PR #6573, opened 2022-11-12
Update xcode version to 14.1

drewvolz:
We're now using Xcode 14.1 to build on our machines so we should be able to set CI/CD to match.

- bump xcode to 14.1
- bump macOS to 12
- remove mentions of bitcode

Here are the available versions for future reference:
- https://github.com/actions/runner-images/blob/main/images/macos/macos-12-Readme.md#xcode


hawkrives (approved):

drewvolz:
> xcode-select: error: invalid developer directory '/Applications/Xcode_14.1.app'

## WHAT IS REQUIRED
The data above should be duplicated exactly and completely.

## RESULT
PR #6573, opened 2022-11-12
Update xcode version to 14.1

drewvolz:
We're now using Xcode 14.1 to build on our machines so we should be able to set CI/CD to match.

- bump xcode to 14.1
- bump macOS to 12
- remove mentions of bitcode

Here are the available versions for future reference:
- https://github.com/actions/runner-images/blob/main/images/macos/macos-12-Readme.md#xcode


hawkrives (approved):

drewvolz:
> xcode-select: error: invalid developer directory '/Applications/Xcode_14.1.app'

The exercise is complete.